Saat itu, bertepatan dengan hari ulang tahun Ali yang ke-5. Ayah dan ibunya bermaksud membelikan hadiah kejutan untuk anak semata wayangnya. Jam di dinding rumah yang sederhana itu menunjukan angka sembilan pagi. Ayah dan ibu bersiap pergi ke toko yang berada di pusat kota. Tapi, tiba-tiba hujan di luar cukup deras dengan petir menggelegar yang memekakkan telinga. Mereka berdua duduk di ruang tamu menunggu hujan reda, sementara bocah itu asyik bermain mobil-mobilan kesukaannya.
"Ali, Ibu mau ke pasar, Ali di rumah saja ya, sama Nenek," kata Munawati.
"Ali ikut, Bu ...!" rengek Ali.
"Eh, Ali di rumah saja, kan, di luar hujan," bujuk ayahnya.
"Kalau hujan, ayah dan ibu di rumah aja, kan, jalannya licin nanti bisa jatuh," kata bocah itu sambil terus memainkan mobil balapnya.
Ayah dan ibunya tersenyum kecil mendengar jawaban cerdas anaknya.
Marsidah keluar dari dapur, ia membawa sepiring bubur ayam.
"Ali di rumah sama Nenek, ini Nenek buatkan bubur kesukaan Ali," kata Nenek menghibur.
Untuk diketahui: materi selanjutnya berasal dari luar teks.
PR #8344, opened 2026-09-21
Fix composed-hash collisions and equality bugs, and reduce hashing work

front-depiction:
`Hash` and `Equal` already require values to be immutable once they have been hashed or compared, and Effect's collections are persistent, so most of what these functions compute is a fact that stays true. `main` relied on that only partially: object hashes were cached, but `Date` and `RegExp` bypassed the cache, `Equal` kept a cache entry per compared pair, prototype chains were walked again on every hash and comparison, and a new version of a `HashMap` or `Chunk` was hashed from scratch although it shares almost all of its structure with the version before it. Separately, hashes were composed with linear operations that discarded most of their information, which is what makes structured `HashMap` keys degrade toward quadratic behavior.

This PR fixes the composition, fixes four `Hash`/`Equal` correctness bugs found along the way, and caches each established fact at the granularity where immutability makes it reusable:

| fact | reused at |
| --- | --- |
| the hash of an object | the object (`WeakMap`, now consulted before any other work; dates are recomputed instead, as that is cheaper than a cache write) |
| what a class's prototype chain contributes | the prototype |
| the hash of a subtree or subsequence | the `HashMap` / `HashSet` / `Chunk` node, shared across versions |
| a proven equality | the equivalence class (union-find) |

Public APIs are unchanged; hash values change.

## Pathological collisions in composed hashes

Leaf hashes are cheap (a small integer is its own hash), but `main` composed them with linear operations: XOR for records, arrays, `Set` and `HashSet` members, `*53 ^` in `Hash.combine`, `hash ^ (hk + hv)` in `HashMap`, `Trie` and `Graph`. Linear folds of low-entropy inputs lose information: a record `{ x, y }` of small integers hashes to `c ^ x ^ y`, so 10,000 such records share 128 hashes; `[1, 2, 3]` hashes like `[]`; `[a, b]` like `[b, a]`. `HashSet` hashed every set to the same constant.

Collisions among 10,000 distinct values (about 0.02 expected for a well-distributed 31-bit hash), `node packages/effect/runtimeperf/suites/hash/quality.mts`:

| input family | main | this PR |
| --- | ---: | ---: |
| records `{ x, y }`, int pairs `[a, b]` | 9,872 | 0 |
| `HashMap { x, y }` | 9,772 | 0 |
| `HashSet { i, j }` (11,175 values) | 11,174 | 0 |
| sets `{ i, j }`, nested `{ a: [i, j], b: { c: k } }` | 10,920, 10,616 | 0, 0 |
| `Trie`, `Chunk [a, b]`, two-node `Graph` | 9,872 each | 0 |
| custom hasher `Hash.combine(hash(a), hash(b))` | 4,752 | 0 |
| permutations of `[0..6]` (5,040 values) | 5,039 | 0 |
| floats `i * 0.1`, `i * 0.001` | 8,352, 7,416 | 0, 0 |
| `null`/`undefined`/booleans vs their spellings | 4 | 0 |

Collisions are never incorrect, but hashed collections pay for them: colliding keys share collision nodes that are scanned with `Equal`, so every operation degrades with size. `HashMap` with `{ x, y }` record keys:

| N | insert | lookup (hit) | lookup (miss) | remove |
| ---: | --- | --- | --- | --- |
| 16 | 4.4× faster | 2.8× faster | 1.3× faster | 1.5× faster |
| 1,024 | 24× faster | 16× faster | 1.2× faster | 1.7× faster |
| 16,384 | 104× faster | 53× faster | 1.2× faster | 1.4× faster |
| cost per key, growth 16 → 16,384 (main → this PR) | 35.3× → 1.5× | 33.0× → 1.7× | 1.3× → 1.4× | 1.8× → 1.9× |

In `main` the cost per key grows linearly with the map (each operation scans a collision group proportional to N); here it grows with trie depth only. Lookups of absent keys were not affected in this corpus, since they hashed apart from present keys. With 10,000 fresh record or tuple keys, inserting then looking up each is 38× and 34× faster.

This affects every `MutableHashMap`-backed structure keyed by records, tuples or `Data` classes: `Cache`, `ScopedCache`, `RcMap`, `FiberMap`, `RequestResolver` grouping.

**Fix.** Leaf hashes stay as they are; avalanche is applied where hashes are composed, with the MurmurHash3 finalizer (`fmix32`) and block step, in `internal/hash.ts`:

- ordered composition (arrays, typed arrays, `Hash.combine`): the MurmurHash3 body step and finalizer, so position matters and repeated elements do not cancel;
- unordered composition (records, `Map`, `Set`, `HashMap`, `HashSet`, `Trie`, `Graph`): XOR of independently mixed per-entry terms, with the value scrambled before meeting the key so entries cannot trade places;
- non-int32 numbers hash their IEEE-754 bits; `null`, `undefined`, booleans, `NaN` and ±Infinity hash to distinct mixed tags instead of the hashes of their spellings.

`Hash.combine` keeps its signature; its docs no longer describe the formula.

This is the failure and the fix CPython went through for tuples of small integers (bpo-34751, replaced by an xxHash-derived combiner in 3.8) and Clojure 1.6 for small vectors and sets (collection hashing moved to Murmur3). Quality was measured with the corpus report above rather than assumed.

## `Equal` correctness

Four bugs in `main`, each with a regression test:

1. **The per-pair equality cache remembered provisional results.** Comparing cyclic values assumes a pair already being compared is equal; `main` cached inner results computed under that assumption even when the outer comparison then failed. Reproduction (the `x`/`y` swap makes the pair pass `main`'s hash prefilter):

   ```ts
   const A: any = { child: undefined, x: 1, y: 2 }
   const B: any = { child: undefined, x: 2, y: 1 }
   const P = { parent: A }
   const Q = { parent: B }
   A.child = P
   B.child = Q
   Equal.equals(A, B) // false
   Equal.equals(P, Q) // main: true (P and Q are not equal)
   ```

2. **Hashes of cyclic values depended on hashing order**, because hashes computed across a cycle (relative to where the traversal started) were cached. Two isomorphic cyclic graphs could hash differently, and `Equal.equals` rejected them on the hash prefilter. Hashes computed across a cycle are no longer cached.

3. **A throwing custom `[Hash.symbol]` left its object marked as visited**, so later hashes of it silently returned the circular-reference constant. The visited sets are now maintained in `finally` (also in `Equal`).

4. **`MutableHashMap` lost its entries after being used as a key.** Lookups read `referentialKeysCache.get(self)` (keyed by the map) while writes stored `set(key, storedKey)` (keyed by the query key), and the cache was shared by all maps:

   ```ts
   const m1 = MutableHashMap.empty<object, string>()
   const m2 = MutableHashMap.empty<object, string>()
   MutableHashMap.set(m1, { id: 1 }, "v")
   MutableHashMap.set(m2, { id: 1 }, "v")
   const outer = MutableHashMap.empty<object, string>()
   MutableHashMap.set(outer, m2, "outer")
   MutableHashMap.get(outer, m1) // Some("outer"), found through Equal
   MutableHashMap.get(m1, { id: 1 }) // main: None
   ```

   A query-key to stored-key shortcut is only valid per map, and is redundant given cached key hashes and the equivalence cache below, so it is removed.

## `Equal` performance

Profile of `Equal.equals` on fresh nested records in `main`: 37.5% computing the hashes of both operands, 17.9% plus most GC time in the per-pair cache, 9.9% in `getAllObjectKeys` sets.

- **Hashes remain fingerprints.** `Equal` still compares the (cached) hashes of both operands first, now at the lower cost of the hashing changes below: each value is traversed once, and every later comparison with an unequal value is rejected in O(1). Using only hashes computed elsewhere was measured as an alternative: it made one-off comparisons faster, but pairwise comparison of many values (deduplication by `Equal`) then traversed every pair, a regression growing with input size (6.6× to 52× slower than `main` for 100 records), so it was not kept.
- **Equivalence classes replace the pair cache.** Equality is an equivalence relation, so proven equalities are kept with union-find (as in Hopcroft–Karp equivalence checking), which also answers pairs related only by transitivity. Only top-level `true` results are recorded: once the outermost comparison completes, every provisional assumption made for cycles has been discharged. Objects map to class tokens through a `WeakMap`; tokens reference only their parent token.
- **Instances of the same class** share every prototype member, so only own fields and accessors are compared, with the prototype layout computed once per class (shared with `Hash`).
- **Records** compare values before checking that the key sets match, so unequal records return at the first differing value.
- **`Map` and `Set`** entries are matched within their hash group, O(n) expected instead of O(n²), exact because equal values have equal hashes. This also applies to small collections: `Equal` has already hashed both operands, so the element hashes are mostly cached.

| workload | this PR vs main | main → this PR |
| --- | --- | --- |
| fresh nested records, compared once | **1.7× faster** | 8.73 µs → 5.02 µs |
| fresh `Map` / `Set` of 8 entries | **2.1× faster** / **2.3× faster** | 31.89 µs → 15.35 µs / 19.78 µs → 8.79 µs |
| fresh `Map` / `Set` of 1,000 entries | **64× faster** / **135× faster** | 108.13 ms → 1.68 ms / 121.41 ms → 897.99 µs |
| consecutive comparison of 1,000 `Data` class values | within noise | 7.03 ms → 1.77 ms |
| all pairs of 100 large records differing late (fresh / reused) or early | **2.6× faster** / within noise / **2.6× faster** | 1.14 ms → 431.07 µs / 136.67 µs → 135.45 µs / 1.18 ms → 446.51 µs |

## Everyday operations

Public operations whose cost includes hashing and equality, on 1,000 fresh values (records of small integers or `Data` classes, half of them duplicates), plus iteration:

| workload | this PR vs main | main → this PR |
| --- | --- | --- |
| `MutableHashMap` set and get, record keys (backs `Cache`, `RcMap`, `RequestResolver`) | **2.6× faster** | 3.77 ms → 1.43 ms |
| `Array.dedupe`, records / `Data` classes | **1.9× faster** / **1.9× faster** | 1.11 ms → 579.44 µs / 2.22 ms → 1.14 ms |
| `Array.difference` / `Array.intersection`, records | **1.9× faster** / **1.9× faster** | 2.66 ms → 1.38 ms / 2.67 ms → 1.39 ms |
| `Array.dedupeAdjacent`, records | **1.9× faster** | 2.17 ms → 1.15 ms |
| `HashSet.union`, records / `HashMap.union`, `Data` class keys | **2.4× faster** / **2.1× faster** | 3.90 ms → 1.64 ms / 3.08 ms → 1.47 ms |
| `Stream.changes` over `Data` class values (`Effect.runSync`) | **1.6× faster** | 3.34 ms → 2.06 ms |
| iterate a `HashMap` of 10,000 entries: entries / keys | **4.5× faster** / **7.1× faster** | 307.32 µs → 68.40 µs / 327.78 µs → 45.90 µs |
| iterate a `HashSet` of 10,000 values | **6.7× faster** | 332.03 µs → 49.28 µs |

## Persistent structures

`HashMap`, `HashSet` and `Chunk` share structure between versions; their hash summaries now do too, so hashing a new version only visits the nodes it does not share with an already hashed one:

- `HashMap`/`HashSet`: each trie node caches the XOR of its entry terms (a Merkle tree over the HAMT, valid because the summary is a commutative monoid). In-place edits during transient mutation clear the cache of every node they touch. Equality of two maps rejects in O(1) when the cached hashes differ.
- `Chunk`: the summary must be associative but not commutative, so it is a polynomial (Rabin–Karp) hash over mixed element terms, `h(L ++ R) = h(L)·B^|R| + h(R)`: every concatenation tree of the same sequence hashes alike, and `append` combines the cached base summary with one element. Slices are hashed from the summaries of the nodes they cover, without copying. The summary lives in a slot initialized for every chunk.
- `Trie`: the key of an entry is spelled along its path, so subtree summaries are not self-contained and caching does not apply. Hashing folds the tree once with an incremental key hash instead of building key strings, and equality walks both tries in lockstep without materializing them.
- `HashMap.forEach`/`reduce` fold the trie directly, and iteration walks it with one explicit stack instead of an iterator per node, with `keys`/`values` (and so `HashSet`) yielding elements without building entry tuples.

This is the monoid-annotated tree pattern (Merkle trees; measures in finger trees, Hinze & Paterson).

Hashing a new version, by size of the structure:

| workload | 1,000 | 10,000 | 100,000 | growth 1k → 100k (main → this PR) |
| --- | --- | --- | --- | --- |
| `set` one key of a `HashMap`, then compare with the previous version (as `AtomRef` and `Stream.changes` do) | 69× faster | 585× faster | 5,274× faster | 161× → 2.1× |
| hash `Chunk.append(base, x)` | 17× faster | 179× faster | 2,099× faster | 129× → 1.1× |
| hash a slice of a concatenated `Chunk` | 19× faster | 81× faster | 905× faster | 45× → 0.9× |

Hashing and comparing a `Trie` derived from one of 1,000 entries is 5.8× faster and 2.4× faster.2× faster and 2.6× faster.

## Hash immutable values once

- The object cache is consulted first; `Date` and `RegExp` no longer bypass it (and a `Date` subclass implementing `Hash` is honored).
- Prototype member contributions are computed once per class, held weakly by the prototype. Methods and object-valued members contribute through their key, so structural hashes no longer include per-process random function hashes and are identical across processes for `Data` and `Schema` classes.
- Containers whose members are all primitives cannot be part of a cycle and skip cycle tracking (about 48 ns per cold hash).
- Dates hash their timestamp (no ISO string) and are not cached (recomputing costs about as much as a cache lookup and far less than a cache write); regular expressions hash their source and flags, and symbols their description, without building strings; `Map` and `Set` are hashed with `forEach` (no entry tuples); fixed tags in Effect's own hashers are computed once.

| workload | this PR vs main | main → this PR |
| --- | --- | --- |
| warm (cached) record / `Date` / `RegExp` | **2.4× faster** / **31× faster** / **24× faster** | 13.4 ns → 5.6 ns / 368.9 ns → 11.8 ns / 134.0 ns → 5.6 ns |
| mixed corpus of 256 values, warm / cold | **5.0× faster** / **1.3× faster** | 10.23 µs → 2.06 µs / 171.12 µs → 135.20 µs |
| cold record / `Data` class / `Option.some(record)` | **1.3× faster** / **1.7× faster** / **1.2× faster** | 415.6 ns → 309.3 ns / 1.16 µs → 692.1 ns / 628.0 ns → 526.2 ns |
| cold `Date` / `Uint8Array(64)` | **11× faster** / **1.4× faster** | 413.4 ns → 36.4 ns / 526.8 ns → 373.6 ns |
| `HashMap` with 64 `Data` class keys, insert and lookup | **2.0× faster** | 298.29 µs → 149.55 µs |

## Costs

| workload | this PR vs main | main → this PR | cause |
| --- | --- | --- | --- |
| first hash of a `RegExp` | 1.35× slower | 235.9 ns → 318.5 ns | it is now cached like other objects (repeated hashes: 24× faster); 1.1× to 1.35× slower across runs |
| integer / float leaf | within noise / 1.13× slower | 5.4 ns → 6.2 ns / 4.8 ns → 5.4 ns | floats hash their IEEE-754 bits, which removes the float collisions above |
| the same two distinct equal values, compared repeatedly (nested / `HashMap` of 1,000) | 2.07× slower / 1.73× slower | 25.2 ns → 52.2 ns / 25.3 ns → 43.7 ns | a hash lookup per side plus the equivalence-class lookup, where `main` did one pair-cache lookup |

**Bundle size.** The `basic.ts` fixture (`Effect.succeed(123).pipe(Effect.runFork)`) grows from 6.88 KB to 8.28 KB gzipped (+1.40 KB). Every program includes `Hash` and `Equal` (core Effect types implement them), and everything reachable from the two dispatchers is bundled. Subsumed and niche paths were removed to bring this down from +1.85 KB (the `Map`/`Set` quadratic helpers are now only bundled when imported). Most of what remains is the per-class shape and same-class comparison paths; the collision mixing, the equivalence cache and hash-grouped `Map`/`Set` matching account for the rest.

Within noise of `main`: cold `Map`, `Set` and `Chunk` hashing, tuples, nested records, strings, bigints, consecutive `Data` class comparison, and repeated pairwise comparison of the same 100 records.

## Contract notes

- Hash values change. Nothing in Effect persists or transmits `Hash` values (cluster sharding uses its own hash); doctests that pinned values are updated, and the two tests that pinned collisions of the old algorithm (`Request`, `Trie`) use pairs found by search that collide under the new one.
- Class instances hashed or compared structurally, that is without their own `Hash` / `Equal` (for example `Data.Class` and `Schema.Class` instances), have their prototype chain below `Object.prototype` read once per prototype. For those instances only, the existing immutability requirement now extends to that chain: members added, removed or redefined on it after instances were hashed or compared are not reflected. Values implementing `Hash` / `Equal`, plain objects, arrays and other built-ins are unaffected. Documented on `Hash.hash` and `Equal.equals`.
- `Equal` docs describe the equivalence cache and hash-matched `Map`/`Set` comparison instead of the pair cache and O(n²).
- Weak references only: every new cache is keyed by the object, prototype or node it describes (the GC was checked to collect classes, prototypes, compared values and their class tokens, persistent structures and symbol keys). Registered symbols are cached in a `Map`, as the registry never releases them.

## Not included

- `Schema.toEquivalence` for maps and sets still uses the quadratic `Equal.makeCompareMap`/`makeCompareSet`: a schema can override element equivalence (for example case-insensitive keys), and hash grouping requires a hash compatible with that equivalence. Deriving a hash alongside the equivalence would be new API.
- String hashing is unchanged: in V8 it is bound by `charCodeAt` (block-wise FNV and Murmur variants measured no faster than djb2 at lengths 8 to 256).
- `AtomRef` hashes and compares its mutable current value, which contradicts the immutability contract.
- `runtimeperf/compare.mts` trimmed `git diff` output before applying it, corrupting patches ending in a blank context line; fixed here because the comparisons above depend on it.

## Checks

- `pnpm test --run --project effect`: 10,404 passed; `ClusterWorkflowEngine > a parent stays suspended past the activity interrupt retry budget` times out only under full-suite load, as on `main`, and passes alone (45/45)
- `pnpm vitest run --config vitest.docs.ts`: 3,406 passed
- `pnpm check`, `pnpm lint`, `pnpm circular`, `pnpm jsdocs`
- `pnpm test-types`: 2,542 passed
- `pnpm runtimeperf-compare hash --rounds 9 --base upstream/main --head HEAD` (Node v24.3.0, V8 13.6; each round runs both sides in fresh processes, with bootstrap intervals; every multiple above is computed from these runs): all timings above
- `node --test packages/effect/runtimeperf/test/*.test.mts`: 18 passed
- `node packages/effect/runtimeperf/suites/hash/quality.mts`: collision table above
- Tests: a reference model of structural hashing fuzzed over 3,000 random prototype chains; the same-class `Equal` path against a `getAllObjectKeys` reference on 3,000 random chains; differential agreement of `Equal` with `main` on 60,000 generated pairs (run during development, before the same-class path); the equivalence cache against cache-free comparisons (fails when the cache is made to record `false`); Merkle hashes under persistent and transient edits (fails when invalidation is removed); container laws (order-insensitivity of commutative containers, order-sensitivity and associativity for sequences)


packages/effect/src/internal/graph.ts
```diff
@@ -106,17 +113,19 @@ const ProtoGraph = {
...
-    return hash
+    // Nodes and edges are independent mixed terms, XOR-folded (order-insensitive
+    // like graph equality), rather than linear sums that cancel and collide.
+    this.nodes.forEach((nodeData, nodeIndex) => {
+      hash ^= entryTerm(Hash.hash(nodeIndex), Hash.hash(nodeData))
+    })
+    this.edges.forEach((edgeData, edgeIndex) => {
+      hash ^= mix(entryTerm(Hash.hash(edgeIndex), edgeHash(this.type, edgeData)))
+    })
+    return optimize(hash)
```
colelawrence: Consider native JS iterators (as it was before). They are almost always faster than function invocation if your goal is optimization

If you have the option for `for ; ; ;` iteration, that will be even faster for v8.

.changeset/persistent-structure-hashing.md
```diff
@@ -0,0 +1,5 @@
+---
+"effect": patch
```
fubhy: Holy changelog. We have to adjust our instructions in the repository so that it stops generating a flood of changesets for intra-pr changes.

front-depiction: indeed, should be fixed now!

tim-smart:
Sorry but this change is way too intrusive to be considered at this stage. It also needs to stay under 7kb for the `basic.ts` bundle size benchmark.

Bocah itu menghentikan mainannya, ia senang melihat nenek membawa makanan kegema-rannya. Sesendok bubur suapan neneknya dikunyahnya dengan nikmat. Di luar, hujan mulai reda. Tak lama kemudian Farid menstarter motornya di teras rumah. Munawati bangkit beranjak dari tempat duduknya, bersiap untuk pergi. la menghampiri anaknya.
"Ali, umur Ali sekarang lima tahun, Ali jangan nakal, ya, kalau ditinggal ayah sama ibu di rumah," kata Munawati sambil mencium mesra anaknya.